Just thought of this again. Why don't you do something like this in agenix-rekey:
originalSecret=./secrets/foo
masterIdentity=~/agenix-identity
for host in a b c ; do
hostPubkey=./hosts/$host/hostkey.pub
rekeyedSecret=./hosts/$host/rekeyed/foo.age
rage -d -i $masterIdentity | rage -e -r $hostPubkey > $rekeyedSecret
done
# if flake is not referenced using path://
git add ./hosts/*/rekeyed
git commit -m "chore: rekey secrets"
{ config, ... }:
let
host = "a";
hostRekeyedDir = ./hosts/${host}/rekeyed;
in {
age.secrets.foo.file = let
path = /${hostRekeyedDir}/${config.age.secrets.foo.id}.age;
in if builtins.pathExists path then path else builtins.abort "Please rekey for host ${host}!"
}
As the flake goes to any eval hosts, ./hosts/*/rekeyed
should always work.
This way you don't need impurity and can build and/or evaluate on any host, even from a Git clone.
As the flake goes to any eval hosts,
./hosts/*/rekeyed
should always work.This way you don't need impurity and can build and/or evaluate on any host, even from a Git clone.
Ah, so what you are actually proposing is to store the rekeyed secrets in the repository. (Nitpick: It's still technically impure, because rekeying is the impurity and that's still the case - it just won't be triggered by building). What this changes is that it won't require you to build a derivation for the secrets, so this will eliminate all the problems with transferring the derivation, which is cool.
I do like the idea, it's obviously an advantage for CI builds and any multi-system flake. I guess I can add this when I have some time next month. :)
Since this will change the user's assumptions about how agenix works, I think we need to make this optional somehow. Currently I'm thinking of adding a mandatory configuration value where you have to specify storageMode = "repository";
or storageMode = "derivation";
. If the mode isn't set, it'll default to the old "derivation" mode and show a warning that you should decide for one or the other. I'm open to ideas.
I've added a local storage mode now, which should provide a solution to that. One disadvantage I noticed with the local storage approach is that you must be a little more careful with public repositories. If one of your host keys is ever leaked, an attacker can access all rekeyed secrets in the repo and decrypt them. Not very likely, but something to keep in mind.
I've added an upgrade notice and readme section for the new mode. This issue went a bit offtopic, do you think the original question is resolved so this can be closed?
If one of your host keys is ever leaked, an attacker can access all rekeyed secrets in the repo and decrypt them.
I didn't even think of that. Good catch!
I've added a local storage mode now, which should provide a solution to that. One disadvantage I noticed with the local storage approach is that you must be a little more careful with public repositories. If one of your host keys is ever leaked, an attacker can access all rekeyed secrets in the repo and decrypt them. Not very likely, but something to keep in mind.

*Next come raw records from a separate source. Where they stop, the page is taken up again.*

PR #195, opened 2024-03-20
Add Inline Modal to Grid View

markdavella:
Added support for an initial version of an Inline Grid Modal

Preview:
image

Future improvements needed:
- Performance improvements, especially when initially opening the modal on a new row.  I believe this is mostly caused by the transition not knowing the height of the modal as its loading in.
- Aesthetics
- Add support for Seasons/Episodes


chrisbenincasa:
Dude this is sick!!

PR #227, opened 2024-04-02
Fixes fade in grid items and some other modal issues

markdavella:
- Fade now correctly works for PlexGridtem component
- Updated PlexGridItem to initiate Fade after the image has fully loaded (so Fade is visible to user)
- Fixes issue where rowSize calculation would be wrong, now rounding the number to make it match Grid calc.
- Update calculation for estimating inline modal height so it doesn't display as the wrong size initially while images load in
- Cleaned up some variable naming in the modal utilities to make it easier to understand


markdavella:
I closed this in favor of the changes I pushed here:
https://github.com/chrisbenincasa/tunarr/pull/233

Issue #93, opened 2024-02-16
Implement remaining programming scheduling features


chrisbenincasa:
<img width="1489" alt="Screenshot 2024-02-16 at 8 26 14 AM" src="https://github.com/chrisbenincasa/tunarr/assets/1640671/ac786d50-48b9-44d0-b88f-e74d29e7e72e">

<img width="817" alt="Screenshot 2024-02-16 at 8 25 49 AM" src="https://github.com/chrisbenincasa/tunarr/assets/1640671/b1689d36-01ba-40a7-8328-062d83747389">

chrisbenincasa:
We have most of these done. From what i can tell, this is what is left:

- [ ] cyclic sort
- [ ] sort TV shows

PR #269, opened 2024-04-11
Add Cyclical Shuffle & Sort by TV Shows

markdavella:
- Fixes https://github.com/chrisbenincasa/tunarr/issues/93
- Light clean up of programming 'add' options

### DIFF
--- a/web/src/hooks/programming_controls/useCyclicShuffle.ts
+++ b/web/src/hooks/programming_controls/useCyclicShuffle.ts
@@ -1,0 +1,30 @@
+import _ from 'lodash-es';
+import useStore from '../../store/index.ts';
+import { materializedProgramListSelector } from '../../store/selectors.ts';
+
+export function useCyclicShuffle() {
+  const programs = useStore(materializedProgramListSelector);
+
+  return function () {
+    console.log(programs);
+
+    function chunkEpisodesByShow(programs) {
+      return _.groupBy(programs, (episode) => episode.showId || 'no_show_id');
+    }
+
+    // Group episodes by show ID
+    const showGroups = chunkEpisodesByShow(programs);
+
+    // Print the grouped episodes
+    console.log(showGroups);
+
+    // let showList = chain(programs)
+    //   .filter(isUIContentProgram)
+    //   .filter((program) => program.subtype === 'episode')
+    //   .value();
+
+    // const finalProgramList = concat(alternatingShows, movieList); // Append movies to the end of the list
+
+    // setCurrentLineup(finalProgramList, true);
+  };
+}
--- a/web/src/hooks/programming_controls/useCyclicShuffle.ts
+++ b/web/src/hooks/programming_controls/useCyclicShuffle.ts
@@ -1,5 +1,5 @@
 import { isContentProgram } from '@tunarr/types';
-import _, { chain } from 'lodash-es';
+import _ from 'lodash-es';
 import { setCurrentLineup } from '../../store/channelEditor/actions.ts';
 import useStore from '../../store/index.ts';
 import { materializedProgramListSelector } from '../../store/selectors.ts';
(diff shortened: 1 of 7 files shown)


web/src/hooks/programming_controls/useEpisodeNumberSort.ts
```diff
@@ -0,0 +1,42 @@
...
+  sortOrder: SortOrder,
+) => {
+  // Extract movies since they are appended at the bottom of the list
+  const movieList = programs.filter(
+    (program) => program.type === 'content' && program.subtype === 'movie',
+  );
+
+  // Sort shows by showId so all unique shows are together
+  // Then sort by season and episode number so they are in the correct order
+  const showList = chain(programs)
```
chrisbenincasa, line 30: Importing the named `chain` from `lodash-es` was the problem I was telling you about the other day. Not sure if it's the same when bundling with vite, chain depends on all of the lodash subfunctions and esbuild was tree-shaking them out when I was using the named chain import. I had to fix this by importing the default `_` import and using chain from there to default "function not found" errors on the final bundle

web/src/hooks/programming_controls/useCyclicShuffle.ts
```diff
@@ -0,0 +1,61 @@
...
+    // randomly grab from each chunk until nothing remains
+
+    // Group shows by showId
+    const sortedPrograms = chain(programs)
+      .filter(isContentProgram)
+      .orderBy(['showId', 'seasonNumber', 'episodeNumber'])
+      .value();
+
+    const groupedContent = _.groupBy(sortedPrograms, (program) => {
+      if (program.type === 'content' && program.subtype === 'episode') {
```
chrisbenincasa, line 23: nit - could add the same for 'track' here and group by album id

web/src/hooks/programming_controls/useEpisodeNumberSort.ts
```diff
@@ -0,0 +1,42 @@
+import { chain, concat } from 'lodash-es';
+import { setCurrentLineup } from '../../store/channelEditor/actions.ts';
+import useStore from '../../store/index.ts';
+import { materializedProgramListSelector } from '../../store/selectors.ts';
+import { UIChannelProgram, isUIContentProgram } from '../../types/index.ts';
+
+export type SortOrder = 'asc' | 'desc';
```
chrisbenincasa, line 7: note to self - we should probably just put this in the common types package and reference it everywhere, i'm sure we have it in a few places already

web/src/hooks/programming_controls/useEpisodeNumberSort.ts
```diff
@@ -0,0 +1,42 @@
...
+  const showList = chain(programs)
+    .filter(isUIContentProgram)
+    .filter((program) => program.subtype === 'episode')
+    .orderBy(
+      ['showId', 'seasonNumber', 'episodeNumber'],
+      [sortOrder, sortOrder, sortOrder],
+    )
+    .value();
+
+  const newProgramSort = concat(showList, movieList); // Append movies to the end of the list
```
chrisbenincasa, line 39: note that as-is, this will remove all 'track's from the program

web/src/hooks/programming_controls/useEpisodeNumberSort.ts
markdavella: I can get this updated in this PR

web/src/hooks/programming_controls/useEpisodeNumberSort.ts
markdavella: Word, just added in something to maintain tracks, will push shortly

web/src/hooks/programming_controls/useEpisodeNumberSort.ts
markdavella: Gotcha, will update to _.chain to be safe

PR #2300, opened 2020-11-13
node/routes: Fix error handling

### LINKED ISSUE #2297: Express does not use error handler
Since updating to Express 5 our error pages are no longer used.

nhooyr:
We should always send HTML if the user agent expects it.

If they do not, they should clearly indicate such via the Accept header.

Closes #2297


code-asher (approved):

nhooyr:
Removed the fixup in master!

PR #2048, opened 2020-09-02
Update Kubernetes Helm Chart

Matthew-Beckett:
Fixes #2012, #914

PR #2303, opened 2020-11-13
Move helm from root and fix stuff in README

nhooyr:
See @sreya's review in #2048 

Only thing I did not add is templating the mount directory but we can wait for someone else to contribute that at some point.

Also, I fixed the examples for helm v3 which does not have `--name`.

cc @alexgorbatchev @Matthew-Beckett


ci/helm-chart/README.md
```diff
@@ -10,8 +10,8 @@ This chart is community maintained by [@Matthew-Beckett](https://github.com/Matt
 ## TL;DR;
 
 ```console
-$ git clone https://github.com/cdr/code-server.git
-$ helm install code-server/charts/code-server
+$ git clone https://github.com/cdr/code-server
+$ helm install code-server code-server/ci/helm-chart
```
sreya, line 14: what about just `/ci/helm` the `chart` suffix seems implicit

ci/helm-chart/README.md
```diff
@@ -97,9 +98,9 @@ Specify each parameter using the `--set key=value[,key=value]` argument to `helm
 install`. For example,
 
 ```console
-$ helm install --name my-release \
-  --set persistence.enabled=false \
-    deployment/chart
+$ helm install code-server \
```
sreya, line 101: we could potentially do `helm upgrade --install` to both install and upgrades

sreya (approved):

nhooyr:
Moving this to v3.6.4 now, I don't think it's wise to merge as is. I'm not sure if this chart is for helm v2 or v3 now given the use of `--name` in the examples.

sreya:
@nhooyr imo we should really only promote use of v3

nhooyr:
Actually moved the release to tomorrow instead.

ci/helm-chart/README.md
nhooyr: For me at least it helps to be clear that the directory itself is the chart. It's not like a bunch of scripts to generate the chart or anything.

Matthew-Beckett:
@nhooyr this is a Helm v3 compatible chart.

nhooyr:
> @nhooyr imo we should really only promote use of v3.

Absolutely!

But since the examples use `--name`, I wonder if @Matthew-Beckett used v2 to create it. Want to give him a chance to clarify and perhaps we can use `v3` to generate the base which has improvements.

ci/helm-chart/README.md
Matthew-Beckett: I agree, in most other repositories that maintain charts they are usual in a charts directory at the root, it's unusual for it to be called CI, it might be confusing since it's not build scripts or CI related wizardry.

Matthew-Beckett:
> > @nhooyr imo we should really only promote use of v3.
> 
> Absolutely!
> 
> But since the examples use `--name`, I wonder if @Matthew-Beckett used v2 to create it. Want to give him a chance to clarify and perhaps we can use `v3` to generate the base which may have improvements.

I used v3 to generate the template and cherry-picked the code-server related elements from the Helm Chart that was deprecated.

nhooyr:
Ok awesome! Then yea this should be good to go!

ci/helm-chart/README.md
nhooyr: > I agree, in most other repositories that maintain charts they are usual in a charts directory at the root, it's unusual for it to be called CI, it might be confusing since it's not build scripts or CI related wizardry.
 
At some point we will want to automate publishing the helm chart so it'll at least be somewhat used in CI.

We tend to keep all our release related stuff in the `ci` directory to prevent root pollution. In terms of discovery, I think the link I added in `install.md` should be enough.

nhooyr:
Awesome, thanks again @alexgorbatchev @Matthew-Beckett @sreya <3

PR #2334, opened 2020-11-18
Separate process wrappers and pass arguments

### LINKED ISSUE #2316: Env var PASSWORD is not honored in v3.7.1
- `uname -a`: `Linux arch2011 5.9.6-arch1-1 #1 SMP PREEMPT Thu, 05 Nov 2020 21:00:46 +0000 x86_64 GNU/Linux`
- `code-server --version`: `3.7.1 2bf91ff6a6d1f29a8a93f97684177ccf5388cf34`

Environment variable `PASSWORD` is not honored any more in code-server v3.7.1:

```
$ PASSWORD=abcdefg code-server
[2020-11-17T00:18:41.502Z] info  code-server 3.7.1 2bf91ff6a6d1f29a8a93f97684177ccf5388cf34
[2020-11-17T00:18:41.506Z] info  Using user-data-dir ~/.local/share/code-server
[2020-11-17T00:18:41.515Z] info  Using config file ~/.config/code-server/config.yaml
[2020-11-17T00:18:41.516Z] info  HTTP server listening on http://127.0.0.1:8080
[2020-11-17T00:18:41.516Z] info    - Authentication is enabled
[2020-11-17T00:18:41.516Z] info      - Using password from ~/.config/code-server/config.yaml
[2020-11-17T00:18:41.516Z] info    - Not serving HTTPS
```

Compared to v3.6.2:

```
$ PASSWORD=abcdefg code-server
[2020-11-17T00:20:34.807Z] info  Using user-data-dir ~/.local/share/code-server
[2020-11-17T00:20:34.812Z] info  code-server 3.6.2 9bde62fbd611a7a91c5f327fa43e0d06f1379169
[2020-11-17T00:20:34.813Z] info  Using config file ~/.config/code-server/config.yaml
[2020-11-17T00:20:34.817Z] info  HTTP server listening on http://127.0.0.1:8080
[2020-11-17T00:20:34.818Z] info      - Using password from $PASSWORD
[2020-11-17T00:20:34.818Z] info      - To disable use `--auth none`
[2020-11-17T00:20:34.818Z] info    - Not serving HTTPS
```

Content of `config.yaml` is auto generated:

```yml
$ cat ~/.config/code-server/config.yaml
bind-addr: 127.0.0.1:8080
auth: password
password: 28cc3d30b23383e05b070ea0
cert: false
```

Even if I delete `config.yaml` manually and then start code-server, it won't work as code-server will auto generate the config again.

```
[2020-11-17T00:17:13.039Z] info  Wrote default config file to ~/.config/code-server/config.yaml
```

code-asher:
This is to fix #2316.

Previously we only deleted `PASSWORD` in the child process but now it's deleted in the parent (which I think is good since that means it'll be hidden from the VS Code CLI spawn as well and anything else we might spawn from the parent in the future). 

But as a consequence the child no longer has access to `PASSWORD` and can't use it when parsing the arguments. This PR fixes that by passing the arguments from the parent to the child.

As a bonus this means we only have to do the parsing once, including if it gets restarted via a SIGUSR1.

Since it was getting a little convoluted with all the if statements I split out the child and parent process wrappers which I think makes it all a little more clear. Also was able to re-use `onMessage` from the VS Code wrapper.

### DIFF
--- a/src/node/wrapper.ts
+++ b/src/node/wrapper.ts
@@ -1,8 +1,9 @@
-import { Logger, field, logger } from "@coder/logger"
+import { field, Logger, logger } from "@coder/logger"
 import * as cp from "child_process"
 import * as path from "path"
 import * as rfs from "rotating-file-stream"
 import { Emitter } from "../common/emitter"
+import { DefaultedArgs } from "./cli"
 import { paths } from "./util"
 
 const timeoutInterval = 10000 // 10s, matches VS Code's timeouts.
@@ -58,7 +59,12 @@ export function onMessage<M, T extends M>(
   })
 }
 
-interface HandshakeMessage {
+interface ParentHandshakeMessage {
+  type: "handshake"
+  args: DefaultedArgs
+}
+
+interface ChildHandshakeMessage {
   type: "handshake"
 }
 
@@ -67,7 +73,8 @@ interface RelaunchMessage {
   version: string
 }
 
-type Message = RelaunchMessage | HandshakeMessage
+type ChildMessage = RelaunchMessage | ChildHandshakeMessage
+type ParentMessage = ParentHandshakeMessage
 
 class ProcessError extends Error {
   public constructor(message: string, public readonly code: number | undefined) {
@@ -164,15 +171,16 @@ class ChildProcess extends Process {
   /**
    * Initiate the handshake and wait for a response from the parent.
    */
-  public async handshake(): Promise<void> {
+  public async handshake(): Promise<DefaultedArgs> {
     this.send({ type: "handshake" })
-    await onMessage<Message, HandshakeMessage>(
+    const message = await onMessage<ParentMessage, ParentHandshakeMessage>(
       process,
-      (message): message is HandshakeMessage => {
+      (message): message is ParentHandshakeMessage => {
         return message.type === "handshake"
       },
       this.logger,
     )
+    return message.args
   }
 
   /**
@@ -185,7 +193,7 @@ class ChildProcess extends Process {
   /**
    * Send a message to the parent.
    */
-  private send(message: Message): void {
+  private send(message: ChildMessage): void {
     if (!process.send) {
       throw new Error("not spawned with IPC")
     }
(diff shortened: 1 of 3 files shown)


src/node/wrapper.ts
```diff
@@ -256,18 +266,52 @@ export class WrapperProcess {
...
+/**
+ * Process wrapper.
+ */
+export const wrapper =
+  typeof process.env.CODE_SERVER_PARENT_PID !== "undefined"
+    ? new ChildProcess(parseInt(process.env.CODE_SERVER_PARENT_PID))
+    : new ParentProcess(require("../../package.json").version)
+
+export function isChild(proc: ChildProcess | ParentProcess): proc is ChildProcess {
+  return proc instanceof ChildProcess
```
nhooyr, line 353: Would it be better to just directly do `proc instanceof ChildProcess`?

src/node/wrapper.ts
```diff
@@ -111,19 +164,15 @@ class ChildProcess extends Process {
...
-          process.removeListener("message", onMessage)
-          resolve()
-        }
-      }
-      // Initiate the handshake and wait for the reply.
-      process.on("message", onMessage)
-      this.send({ type: "handshake" })
-    })
+  public async handshake(): Promise<void> {
+    this.send({ type: "handshake" })
```
nhooyr, line 175: Shouldn't we register the handler before sending? To avoid the message being lost.

src/node/wrapper.ts
```diff
@@ -253,21 +268,17 @@ export class ParentProcess extends Process {
...
-    // If we have a process then we've already bound this.
-    if (!this.child) {
-      process.on("SIGUSR1", async () => {
-        this.logger.info("Received SIGUSR1; hotswapping")
-        this.relaunch()
-      })
-    }
+  public start(args: DefaultedArgs): Promise<void> {
+    // Store for relaunches.
+    this.args = args
```
nhooyr, line 276: Why not put this in the constructor?

nhooyr (changes requested):

src/node/wrapper.ts
code-asher: I'm down for that, the main reason I didn't was so I didn't have to export `ChildProcess` since it won't be used anywhere else.

src/node/wrapper.ts
code-asher: I don't think it's possible since it's single-threaded so nothing will be able to run in between the send and when we attach the message listener. I'm down to change it just in case though!

src/node/wrapper.ts
code-asher: The only reason is because it's constructed in this file where we don't have args yet.

code-asher: Could definitely move the `new` parts into `entry.ts` and the `process.stdout.isTTY` and `uncaughtException` bits as well.

src/node/wrapper.ts
nhooyr: Fair! let's leave as is then.

src/node/wrapper.ts
nhooyr: All good.

src/node/wrapper.ts
nhooyr: Ah I gotchu, fine to leave as is then.

nhooyr (approved):

Issue #2329, opened 2020-11-18
Markdown previews not working


ctlajoie:
When I try to open a preview on a markdown file I get `command 'markdown.showPreviewToSide' not found`

I am not sure if it is relevant to this issue but I am also experiencing #1593, which was an issue I reported a while back. It had been fixed (known to be working in 3.4.1) but appears to have returned in recent builds and that issue was reopened.

- Web Browser: Chrome
- Local OS: Linux
- Remote OS: Linux
- Remote Architecture: x86_64
- `code-server --version`: 3.7.1 2bf91ff6a6d1f29a8a93f97684177ccf5388cf34

code-asher:
The markdown extension linked in that issue is still broken I believe, I
think it isn't being built correctly in our marketplace so we'll need to
take a look and see why.

The built-in markdown preview should work though. I just tried with
3.7.1 and Chrome (via right-click > open preview on the markdown file
tab) and it worked for me.

Are there any other errors in the browser console?

In my case even though the markdown preview is showing I'm still getting
a bunch of errors on the webview endpoint; that might be related.

ctlajoie:
I was able to get preview to load up after I updated chrome, which was several months out of date... my bad. I did run into those 404s though. Looks like you already have a PR for that.

PR #2336, opened 2020-11-18
Fix 404 webviews and tar endpoint

code-asher:
Related: #2329

### DIFF
--- a/src/node/routes/static.ts
+++ b/src/node/routes/static.ts
@@ -7,13 +7,33 @@ import * as tarFs from "tar-fs"
 import * as zlib from "zlib"
 import { HttpCode, HttpError } from "../../common/http"
 import { rootPath } from "../constants"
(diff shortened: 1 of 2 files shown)


src/node/routes/static.ts
```diff
@@ -7,13 +7,33 @@ import * as tarFs from "tar-fs"
...
 import { getMediaMime, pathToFsPath } from "../util"
 
 export const router = Router()
 
 // The commit is for caching.
 router.get("/(:commit)(/*)?", async (req, res) => {
+  // Used by VS Code to load extensions into the web worker.
+  const tar = Array.isArray(req.query.tar) ? req.query.tar[0] : req.query.tar
+  if (typeof tar === "string") {
+    ensureAuthenticated(req)
```
nhooyr, line 20: Def need to mention this bug in release notes.

nhooyr (approved):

I mean secrets (excluding MAC addresses and other PII) can almost always be changed. Btw, does the tool encrypt only the required secrets for each machine? The impact could be minimal compared to someone getting root on a box.
Have you thought of different ways of distributing keys? Wihout Nix derivations?
This issue went a bit offtopic, do you think the original question is resolved so this can be closed?
Uhh actually I can't think of any way to still do this. I was taking inspiration from nixus
I want to generate a private SSH key and distribute it to only one host. Then I want to generate a public key to use on only one NixOS host but
users.users.<name>.openssh.authorizedKeys.keyFiles
only takes in build-time paths. Is there a way to do this with agenix-rekey's generation system?